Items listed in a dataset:
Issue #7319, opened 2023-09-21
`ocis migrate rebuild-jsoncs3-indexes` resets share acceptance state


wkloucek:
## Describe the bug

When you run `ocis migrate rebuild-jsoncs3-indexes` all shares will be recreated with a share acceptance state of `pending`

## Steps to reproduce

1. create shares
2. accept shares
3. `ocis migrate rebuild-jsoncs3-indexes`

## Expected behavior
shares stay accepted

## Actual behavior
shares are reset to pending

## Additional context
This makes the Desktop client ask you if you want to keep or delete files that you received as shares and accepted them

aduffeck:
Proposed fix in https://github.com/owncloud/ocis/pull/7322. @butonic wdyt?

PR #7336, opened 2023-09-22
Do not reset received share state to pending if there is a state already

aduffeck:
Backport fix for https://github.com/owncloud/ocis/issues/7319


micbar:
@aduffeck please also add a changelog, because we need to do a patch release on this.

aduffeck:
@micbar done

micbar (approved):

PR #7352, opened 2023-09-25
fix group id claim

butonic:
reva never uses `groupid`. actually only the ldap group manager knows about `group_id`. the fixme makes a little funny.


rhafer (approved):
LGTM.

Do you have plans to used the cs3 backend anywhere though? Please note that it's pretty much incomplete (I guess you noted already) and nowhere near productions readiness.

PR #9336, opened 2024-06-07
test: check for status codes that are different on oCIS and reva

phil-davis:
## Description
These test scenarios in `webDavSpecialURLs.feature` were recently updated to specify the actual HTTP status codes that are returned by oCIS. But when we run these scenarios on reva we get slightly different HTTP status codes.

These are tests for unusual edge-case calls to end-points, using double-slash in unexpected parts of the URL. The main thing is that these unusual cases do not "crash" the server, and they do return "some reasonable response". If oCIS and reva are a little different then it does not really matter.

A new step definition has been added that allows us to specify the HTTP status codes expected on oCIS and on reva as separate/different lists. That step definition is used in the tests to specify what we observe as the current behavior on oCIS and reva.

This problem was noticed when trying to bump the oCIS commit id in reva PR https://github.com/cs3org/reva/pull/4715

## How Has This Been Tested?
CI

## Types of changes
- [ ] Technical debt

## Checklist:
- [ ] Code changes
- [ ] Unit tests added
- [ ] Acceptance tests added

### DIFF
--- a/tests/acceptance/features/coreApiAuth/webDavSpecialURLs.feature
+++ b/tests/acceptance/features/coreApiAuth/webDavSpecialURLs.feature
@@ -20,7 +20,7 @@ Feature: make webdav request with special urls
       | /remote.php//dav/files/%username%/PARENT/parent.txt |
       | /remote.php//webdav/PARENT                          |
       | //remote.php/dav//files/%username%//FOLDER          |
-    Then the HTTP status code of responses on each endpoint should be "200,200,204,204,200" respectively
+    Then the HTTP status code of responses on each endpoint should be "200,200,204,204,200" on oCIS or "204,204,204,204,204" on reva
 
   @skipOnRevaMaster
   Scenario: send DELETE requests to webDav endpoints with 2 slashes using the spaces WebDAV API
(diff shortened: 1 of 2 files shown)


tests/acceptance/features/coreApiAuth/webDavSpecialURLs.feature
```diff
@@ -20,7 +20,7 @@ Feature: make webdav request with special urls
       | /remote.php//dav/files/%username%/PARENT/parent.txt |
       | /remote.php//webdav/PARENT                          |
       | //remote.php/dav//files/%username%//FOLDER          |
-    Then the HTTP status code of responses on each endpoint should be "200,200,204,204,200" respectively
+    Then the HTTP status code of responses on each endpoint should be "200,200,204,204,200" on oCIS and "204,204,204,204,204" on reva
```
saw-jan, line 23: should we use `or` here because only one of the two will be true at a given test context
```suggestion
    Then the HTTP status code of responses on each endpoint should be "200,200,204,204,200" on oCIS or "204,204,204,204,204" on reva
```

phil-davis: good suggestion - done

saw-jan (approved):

==

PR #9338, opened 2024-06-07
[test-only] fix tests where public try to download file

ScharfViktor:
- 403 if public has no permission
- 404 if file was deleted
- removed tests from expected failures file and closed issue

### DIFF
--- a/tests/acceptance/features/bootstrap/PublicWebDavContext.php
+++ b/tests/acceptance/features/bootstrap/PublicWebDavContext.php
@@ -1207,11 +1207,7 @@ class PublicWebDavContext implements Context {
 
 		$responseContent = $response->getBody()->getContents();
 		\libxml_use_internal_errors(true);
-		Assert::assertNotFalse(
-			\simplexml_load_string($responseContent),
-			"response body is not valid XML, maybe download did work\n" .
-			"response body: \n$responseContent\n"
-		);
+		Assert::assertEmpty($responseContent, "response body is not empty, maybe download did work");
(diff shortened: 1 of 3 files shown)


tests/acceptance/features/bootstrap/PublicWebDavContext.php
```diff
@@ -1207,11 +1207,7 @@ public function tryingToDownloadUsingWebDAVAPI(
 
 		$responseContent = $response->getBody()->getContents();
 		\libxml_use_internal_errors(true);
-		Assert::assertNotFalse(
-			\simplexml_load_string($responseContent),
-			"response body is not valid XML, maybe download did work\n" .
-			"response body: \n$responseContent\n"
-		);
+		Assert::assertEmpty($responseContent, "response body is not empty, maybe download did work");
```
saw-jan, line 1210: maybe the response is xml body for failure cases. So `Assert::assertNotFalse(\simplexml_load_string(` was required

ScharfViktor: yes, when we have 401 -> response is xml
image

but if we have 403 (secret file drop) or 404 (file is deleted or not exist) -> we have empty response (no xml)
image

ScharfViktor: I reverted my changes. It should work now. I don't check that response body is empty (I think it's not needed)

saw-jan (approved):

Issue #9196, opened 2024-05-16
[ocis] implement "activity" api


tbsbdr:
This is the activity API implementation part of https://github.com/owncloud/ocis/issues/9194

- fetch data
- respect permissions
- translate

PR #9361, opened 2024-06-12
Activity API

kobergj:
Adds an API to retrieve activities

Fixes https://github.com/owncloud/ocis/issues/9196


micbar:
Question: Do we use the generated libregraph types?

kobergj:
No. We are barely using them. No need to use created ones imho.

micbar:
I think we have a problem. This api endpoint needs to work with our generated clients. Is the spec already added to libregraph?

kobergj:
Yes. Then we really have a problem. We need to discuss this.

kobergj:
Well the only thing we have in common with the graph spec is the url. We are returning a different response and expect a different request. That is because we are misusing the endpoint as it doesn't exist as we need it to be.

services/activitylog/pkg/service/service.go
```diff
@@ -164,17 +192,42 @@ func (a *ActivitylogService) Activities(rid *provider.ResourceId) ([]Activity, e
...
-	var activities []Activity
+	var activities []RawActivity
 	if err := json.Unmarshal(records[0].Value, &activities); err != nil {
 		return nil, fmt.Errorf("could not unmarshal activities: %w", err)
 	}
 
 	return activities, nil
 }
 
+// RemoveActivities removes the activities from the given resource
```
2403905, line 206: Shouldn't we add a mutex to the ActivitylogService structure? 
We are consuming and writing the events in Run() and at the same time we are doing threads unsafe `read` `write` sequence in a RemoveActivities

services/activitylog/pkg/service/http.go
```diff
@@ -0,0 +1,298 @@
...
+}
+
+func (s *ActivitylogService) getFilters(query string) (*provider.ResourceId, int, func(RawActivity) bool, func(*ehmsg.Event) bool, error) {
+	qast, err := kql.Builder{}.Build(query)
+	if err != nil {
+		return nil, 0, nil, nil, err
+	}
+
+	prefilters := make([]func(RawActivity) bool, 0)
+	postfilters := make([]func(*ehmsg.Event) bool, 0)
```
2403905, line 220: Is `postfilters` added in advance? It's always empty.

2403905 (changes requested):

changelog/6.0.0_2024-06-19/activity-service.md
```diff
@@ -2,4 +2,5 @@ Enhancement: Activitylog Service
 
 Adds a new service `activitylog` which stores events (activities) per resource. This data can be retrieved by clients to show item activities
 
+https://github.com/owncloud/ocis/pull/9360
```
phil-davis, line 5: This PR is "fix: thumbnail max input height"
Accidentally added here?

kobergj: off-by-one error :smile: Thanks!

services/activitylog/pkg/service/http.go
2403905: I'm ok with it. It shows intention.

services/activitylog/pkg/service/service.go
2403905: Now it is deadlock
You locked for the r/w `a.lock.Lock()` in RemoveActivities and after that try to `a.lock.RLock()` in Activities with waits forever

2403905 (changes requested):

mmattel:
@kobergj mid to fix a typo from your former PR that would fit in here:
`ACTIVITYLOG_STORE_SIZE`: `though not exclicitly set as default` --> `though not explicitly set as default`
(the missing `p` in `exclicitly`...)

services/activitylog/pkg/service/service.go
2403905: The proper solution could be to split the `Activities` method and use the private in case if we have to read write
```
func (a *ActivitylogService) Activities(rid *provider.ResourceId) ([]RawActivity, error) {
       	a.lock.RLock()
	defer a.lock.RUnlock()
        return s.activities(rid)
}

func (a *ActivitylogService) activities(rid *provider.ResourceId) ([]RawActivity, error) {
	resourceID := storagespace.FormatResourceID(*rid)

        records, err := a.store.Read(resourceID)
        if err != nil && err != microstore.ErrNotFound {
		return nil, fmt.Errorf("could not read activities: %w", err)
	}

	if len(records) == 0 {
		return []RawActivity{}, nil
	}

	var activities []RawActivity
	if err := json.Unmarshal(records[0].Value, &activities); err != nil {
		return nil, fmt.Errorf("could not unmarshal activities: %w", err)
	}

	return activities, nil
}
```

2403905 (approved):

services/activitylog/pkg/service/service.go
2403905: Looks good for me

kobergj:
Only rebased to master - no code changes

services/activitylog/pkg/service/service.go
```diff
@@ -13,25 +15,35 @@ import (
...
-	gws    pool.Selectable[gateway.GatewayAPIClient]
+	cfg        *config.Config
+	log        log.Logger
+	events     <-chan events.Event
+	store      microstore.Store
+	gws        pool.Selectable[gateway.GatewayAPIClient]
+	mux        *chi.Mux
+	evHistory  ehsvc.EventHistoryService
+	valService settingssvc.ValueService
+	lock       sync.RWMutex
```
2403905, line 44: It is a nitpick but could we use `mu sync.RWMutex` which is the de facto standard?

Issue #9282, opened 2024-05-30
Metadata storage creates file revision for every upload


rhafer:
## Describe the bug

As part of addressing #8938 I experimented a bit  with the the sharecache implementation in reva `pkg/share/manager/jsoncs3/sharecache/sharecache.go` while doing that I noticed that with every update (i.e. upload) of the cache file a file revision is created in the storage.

● **Required work**
Search the entries for the word "ScharfViktor", then gather every line that has it.

● **Answer below**
ScharfViktor:
ScharfViktor: yes, when we have 401 -> response is xml
ScharfViktor: I reverted my changes. It should work now. I don't check that response body is empty (I think it's not needed)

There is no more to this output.